> [Provided information]

PR #56, opened 2024-09-06
[Backport] Fix the canvas rotation and avoid a busy loop after stopping the streaming when upscaling is enabled

adglkh:
- fix(js-sdk): rotate the canvas rather than video element when upscaling is enabled
- fix(js-sdk): avoid a busy loop even after stopping the streaming
- fix(js-sdk): cancel video frame callback when video stream stops


edlerd (approved):
LGTM, in the dashboard, we do not use the rotate function.

jat-canonical (approved):
LGTM

PR #59, opened 2024-09-14
Add and integrate Snapdragon Game Super Resolution(SGSR) into js sdk

adglkh:
Snapdragon™ Game Super Resolution(SGSR), which integrates upscaling
and sharpening in one single GPU shader pass. The algorithm uses a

> [About this task] Faithfully reproduce all of the records, character for character.

> [Output of the task]
PR #56, opened 2024-09-06
[Backport] Fix the canvas rotation and avoid a busy loop after stopping the streaming when upscaling is enabled

adglkh:
- fix(js-sdk): rotate the canvas rather than video element when upscaling is enabled
- fix(js-sdk): avoid a busy loop even after stopping the streaming
- fix(js-sdk): cancel video frame callback when video stream stops


edlerd (approved):
LGTM, in the dashboard, we do not use the rotate function.

jat-canonical (approved):
LGTM

PR #59, opened 2024-09-14
Add and integrate Snapdragon Game Super Resolution(SGSR) into js sdk

adglkh:
Snapdragon™ Game Super Resolution(SGSR), which integrates upscaling
and sharpening in one single GPU shader pass. The algorithm uses a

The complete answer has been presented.